### PROBLEM DESCRIPTION
Whenever a line in the data below includes the string "value", copy it out.

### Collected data
Issue #462, opened 2021-08-09
Upgrade to Chockidar 3


isaacabraham:
Building a SAFE v3 project currently gives the following:

```
chokidar@2.1.8: Chokidar 2 will break on node v14+. Upgrade to chokidar 3 with 15x less dependencies.
```

I got stung by this recently. People that have newer versions of node will simply get a crappy error message on first time they use SAFE.

theimowski:
I still can't get my head around npm dependencies - we actually have chokidar pinned to version 3.5.1. I assume that this warning comes from one of the transient dependencies - e.g. `webpack` -> `watchpack` -> `watchpack-chokidar2` -> `chokidar ^2.1.8` 
Not sure if one can mute such warnings given that we already use newer version, or whether the only solution is to update webpack family to version 5

isaacabraham:
Was Chokidar always pinned? Let me test this again with newer Node - maybe I had an older version of the template running.

isaacabraham:
Fixed by #472

PR #486, opened 2021-11-25
Temp fix - chokidar

Akash-Mair:
On the minimal template if you have a specific version of node(14.17.2/npm(7.19.1) you get the below error

```bash
throw new Error(
^

Error: No version of chokidar is available. Tried chokidar@2 and chokidar@3.
You could try to manually install any chokidar version.
chokidar@3: Error: Cannot find module 'chokidar'
```

But the full template is fine, this is because in the full template various dependencies (sass) use the latest version of chokidar and webpack is using 4.44.6

I've copied over the same versions of webpack/webpack-cli/webpack-dev-server from the full to the minimal as they should always be in sync and re made the lock file. 

This has fixed the bug :)

### DIFF
--- a/Content/minimal/package-lock.json
+++ b/Content/minimal/package-lock.json
@@ -5,20 +5,26 @@
     "packages": {
         "": {
             "devDependencies": {
-                "copy-webpack-plugin": "^6.4.0",
+                "copy-webpack-plugin": "^6.1.0",
                 "html-webpack-plugin": "^3.2.0",
-                "webpack": "^4.44.2",
-                "webpack-cli": "^3.3.12",
-                "webpack-dev-server": "^3.11.0"
+                "webpack": "^4.41.2",
+                "webpack-cli": "^3.3.9",
+                "webpack-dev-server": "^3.8.2"
             }
         },
+        "node_modules/@gar/promisify": {
+            "version": "1.1.2",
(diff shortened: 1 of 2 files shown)


Akash-Mair:
@isaacabraham

isaacabraham:
Fixes #462

isaacabraham:
@theimowski you ok with this?

theimowski:
Is this maybe fixed by #485?

Ryan-Palmer-CIT:
This is indeed fixed by the webpack update. I think the plan was to fast track in this fix whilst we work on getting #485 merged

theimowski:
yeah I'd say let's get #485 to work, don't think we need to rush with this workaround

theimowski:
can we close it now?

halcwb:
The above problem is not resolved in 3.1.1 is this correct? Got it working upgrading webpack and copying dependencies from the latest package.json from the full safe-stack template.

isaacabraham:
@halcwb Yes, that looks to be the case. @theimowski what's your thoughts on release e.g. SAFE 3.2 (or 3.5?) which upgrades this?

isaacabraham:
I think we can close this now, especially since #485 has been merged in.

theimowski:
yeah we should release new version soon (quite a few changes) but I think it makes sense to include .net 60 upgrade https://github.com/SAFE-Stack/SAFE-template/pull/494

isaacabraham:
Fixed by #472

PR #490, opened 2021-12-07
Listen on all interfaces including ipv6

olivercoad:
Fixes localhost proxy for node 17, discussion https://github.com/SAFE-Stack/SAFE-template/pull/485#discussion_r760543025


theimowski:
thanks!

PR #491, opened 2021-12-08
Webpack improvements

### LINKED ISSUE #488: Updates to webpack.config.js and webpack.tests.config.js (discussion)
Hey guys, recently I recreated the template from scratch https://github.com/tico321/SAFEFromScratch

And there are a few changes I would like to bring to the webpack config files so they are more aligned with js best practices, but before I create a PR please let me know your thoughts about the following changes:

- Use const instead of var to declare variables.
- Update the webpack.tests.config.js file to have only what's necessary for testing as there is no need to have production building logic in there.
- Add some tasks that we can run with  `npm run` and invoke them from Fake (see this [package.json](https://github.com/tico321/SAFEFromScratch/blob/master/package.json) for an example), so instead of running:
```
"client", dotnet "fable watch -o output -s --run webpack-dev-server --config ../../webpack.tests.config.js" clientTestsPath
```
we would run:
```
"client", dotnet "fable watch -o output -s --run npm start:tests --prefix ../.." clientTestsPath
```
- Identify the environment based on the value coming from `process.env.NODE_ENV` if you reviewed the package.json above this is done by passing the `--node-env` flag.
- Move the bulma, react and react-dom to dependencies instead of devDependencies in the package.json file

tico321:
I want to propose the following changes to webpack in order to align with common practices in the JS world. Here is the list of changes:
- Use `const` instead of `var` when possible.
- Split `devDependencies` and `dependencies` in the package.json file.
- Use script commands from Fake instead of calling webpack directly.
- Make config and test config share the same logic to avoid having to update both configurations every time. 
- Identify the environment and mode through environment variables and arguments passed to webpack.

Some additional changes:
- I updated the copy-webpack-plugin to the latest version (10.0.0)
- I updated `[hash]` to `[contenthash]` for the mini-css-extract-plugin and for the js output since `[hash]` has been deprecated.

I'll be happy to hear your feedback on this proposal, so please let me know if anything can be improved. 

closes #488


Content/default/webpack.config.js
```diff
@@ -28,113 +17,37 @@ var CONFIG = {
...
-    new HtmlWebpackPlugin({
-        filename: 'index.html',
-        template: resolve(CONFIG.indexHtmlTemplate)
-    })
-];
+module.exports = function(env, arg) {
+    // Mode is passed as a flag to npm run. see the docs for more details on flags https://webpack.js.org/api/cli/#flags
+    const mode = arg.mode ?? 'development';
+    // environment variables docs: https://webpack.js.org/api/cli/#environment-options
+    const config = env.test ? TEST_CONFIG : CONFIG;
```
theimowski, line 48: If you have those two configurations in same file, why the extra `webpack.common.js` file? Would be simpler to just have everything inlined into single file right?

tico321: Yeah, I was thinking about it as well. I was not sure which one would look cleaner. 
Also ehere would you place the build function, I was thinking two options:
Option 1:
```javascript
const CONFIG = { /*...*/}
const TEST_CONFIG = {/*...*/}
module.exports = function(env, arg) { /*...*/ }

//build function at the bottom
function buildConfig(config, mode) { /*...*/ }
```

Option 2:
```javascript
const CONFIG = { /*...*/}
const TEST_CONFIG = {/*...*/}
function buildConfig(config, mode) { /*...*/ }
// module.exports as last statement
module.exports = function(env, arg) { /*...*/ }
```

any preference?

tico321: I pushed a commit with Option 1. Please let me know if you have any feedback.

Content/default/webpack.config.js
```diff
@@ -49,5 +47,112 @@ module.exports = function(env, arg) {
...
+        //      - HotModuleReplacementPlugin: Enables hot reloading when code changes without refreshing
+        plugins: isProduction ?
+            commonPlugins.concat([
+                new MiniCssExtractPlugin({ filename: 'style.[name].[contenthash].css' }),
+                new CopyWebpackPlugin({ patterns: [{ from: resolve(config.assetsDir) }] }),
+            ])
+            : commonPlugins,
+        resolve: {
+            // See https://github.com/fable-compiler/Fable/issues/1490
+            symlinks: false
```
olivercoad, line 111: Does anyone know if this is still needed when not using `fable-loader` webpack loader?

Content/default/webpack.config.js
olivercoad: If you're asking, I think option 2. Or just not have a `buildConfig` function at all and just do it all inline.

olivercoad:
Has anyone tried writing their Webpack config in F# yet? 🤪

Content/default/webpack.config.js
tico321: I just pushed a commit following your suggestion.
To be honest I don't have a particular preference, all these options look good to me. But I'm happy to try alternatives until we find one that looks good for all of us.

tico321:
> Has anyone tried writing their Webpack config in F# yet? 🤪

Not yet, but could be interesting. I'm thinking that using anonymous records could be the easiest thing to do.

theimowski:
Looks good :+1: @Zaid-Ajaj @MangelMaxime can you have a look please?

MangelMaxime:
All the stuff listed in @tico321 comments seems goods to me.

One tips, that I like to use now days for the plugins array is to use `.Filter(Boolean)` as I find it easier to read and add new plugins depending on the target:

```js
        plugins:
            [
                new HtmlWebpackPlugin({
                    filename: "./index.html",
                    template: "./src/index.html"
                }),
                new MiniCssExtractPlugin(),
                isProduction && myProductionOnlyPlugin() // This plugin will only be added for production
            ].filter(Boolean),
```

But it depends on what people find here to read between that and the concat. 

About the `symlink` comment, I suppose it is not required anymore has Fable doesn't retrieve the file via webpack anymore.

olivercoad:
Yep, I think I like that. That way you don't have to scroll up to find `commonPlugins` half a screen earlier. Not quite as clean as F# (implicit) yields though 😅. It does use some javascript idiosyncrasies that not everyone might be familiar with, but I think with a comment there it's probably fine.

Content/default/webpack.config.js
```diff
@@ -28,113 +15,139 @@ var CONFIG = {
...
-        ]
-    }
+        },
+        // Besides the HtmlPlugin, we use the following plugins:
+        // PRODUCTION
+        //      - MiniCssExtractPlugin: Extracts CSS from bundle to a different file
+        //          To minify CSS, see https://github.com/webpack-contrib/mini-css-extract-plugin#minimizing-for-production
+        //      - CopyWebpackPlugin: Copies static assets to output directory
+        // DEVELOPMENT
+        //      - HotModuleReplacementPlugin: Enables hot reloading when code changes without refreshing
```
olivercoad, line 97: This comment is out of date, `HotModuleReplacementPlugin` is not used.

tico321:
As it looks like we no longer need the `symlink` I just removed it.
I also played a little bit with the filter option that @MangelMaxime suggested and I think it does look cleaner, so I added that modification as well (Note that I also updated the comments and placed them above the plugins). 
Any feedback is welcome, so please let me know if it looks awkward and I can rollback to use a common plugins variable.

tico321:
Is anything preventing the PR from being merged? Please let me know if I missed something

theimowski:
Sorry, didn't have time to get to this up till now.
This looks awesome - many thanks! 
There are a few things we still need to wrap up before releasing new template version

PR #495, opened 2021-12-14
Fix Client.Test.fs Expect.equal parameters order

linitachi:
In line 15, actual value is model.Todos.Length , expected value is 1.
In line 16, actual value is model.Todos.[0] , expected value is newTodo.
Both origin code  are reverse parameters.


theimowski:
They were indeed, thanks!

Issue #477, opened 2021-09-29
Move default deployment to Linux OS


Akash-Mair:
Linux based apps are cheaper to run. We can create a recipe on how to move to Windows OS.

isaacabraham:
I'm fully in favour of this - Linux is around 4x cheaper than Windows on App Service.

This would need update to Farmer and some minor changes to the template e.g. port number but otherwise not a lot. @theimowski what do you think?

The only other things we need to change are:

* Logging: We can't use the app service logging extension any more
* App Insights: We'll need to explicitly hook into AI in the server rather than the code-free approach now. This is a one-liner but needs doing.

theimowski:
Fine with me 👍

isaacabraham:
Other observation we've learned recently:

1. Only one free Linux service plan per region / subscription. Unlimited free on Windows.

theprash:
I have a new PR #528 (which I propose we use instead of #498) which makes the changes described in my previous comment but doesn't actually set Linux as the OS.

I'll open a PR to update the docs. We might need to mention in the docs that there are 2 possible ports depending on your SAFE template version.

theprash:
Do we definitely want to enable Linux by default given the restriction to just one free Linux instance? The good news is that after my PR, the recipe to switch to Linux is a 1-line change.

Another option is we stick to Windows as a default but add it explicitly in Farmer rather than relying on an implicit default. That way it might more obvious how to switch to Linux and we wouldn't even need a recipe.

PR #498, opened 2022-01-14
Linux deployment 

Akash-Mair:
This PR solves issue #477 

I've updated the default template:

Files changed:
- `Server.fs` and `webpack.config.js` : Port number
- `Build.fs` : Farmer script

I've tested locally as well as deploying to Azure 

@isaacabraham  let me know if I've missed anything or if anything needs to be changed :)


isaacabraham:
We need to wait on a Farmer update first.

theprash:
I propose that we abandon this in favour of #528

Issue #460, opened 2021-08-04
Dotnet run opens the wrong URL


inputusernamehere:
After creating a new project with the template, running the command `dotnet run` results in my browser opening a tab with the url `http://0.0.0.0:8085/`. However this is the backend's URL. Shouldn't it open the client instead, at `:8080`?

theprash:
The template stopped automatically opening a browser tab a while back because it's annoying while working on a project when you already have the browser tab ready to go.

Do you use Visual Studio? It creates `launchSettings.json` with `"launchBrowser": true`. This then causes dotnet to launch the browser on run. I'm not sure how to correct the port here but you can at least change `launchBrowser` to false.

inputusernamehere:
Ahh must be the case yeah, I do indeed have a launchSettings.json file with `"launchBrowser": true`. Case solved. Maybe it would be better for the template to include a launcSettings.json where that setting is set to false?

isaacabraham:
@theprash I've seen this too. Either including a file that stops this happening, or including documentation to explain this, would be my suggestion.

theprash:
I found a better fix for this issue than including a default file. You can add `<NoDefaultLaunchSettingsFile>true</NoDefaultLaunchSettingsFile` to Server.fsproj. I opened PR #523 to make this change to both default and minimal templates.

theprash:
Actually cancel that (my last comment). If we remove the file then the environment is defaulted to Production while running in dev. So I've opened PR #524 to add launchSettings.json to the minimal template as well.

PR #523, opened 2022-09-05
Use <NoDefaultLaunchSettingsFile/> instead of creating a default file

theprash:
A better fix for #460 applied to both default and minimal templates.


theprash:
Actually, I'm going to close this. By removing the launchSetttings.json file the server defaults to running in "Production" environment during dev.

PR #526, opened 2022-09-05
Add .paket/ to .gitignore

mattgallagher92:
As recommended at https://fsprojects.github.io/Paket/get-started.html.

> Make sure to add the following entries to your `.gitignore`:
>  ```gitignore
>  #Paket dependency manager
>  .paket/
>  paket-files/
>  ```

### SOLUTION TO THE EXERCISE
- Identify the environment based on the value coming from `process.env.NODE_ENV` if you reviewed the package.json above this is done by passing the `--node-env` flag.
In line 15, actual value is model.Todos.Length , expected value is 1.
In line 16, actual value is model.Todos.[0] , expected value is newTodo.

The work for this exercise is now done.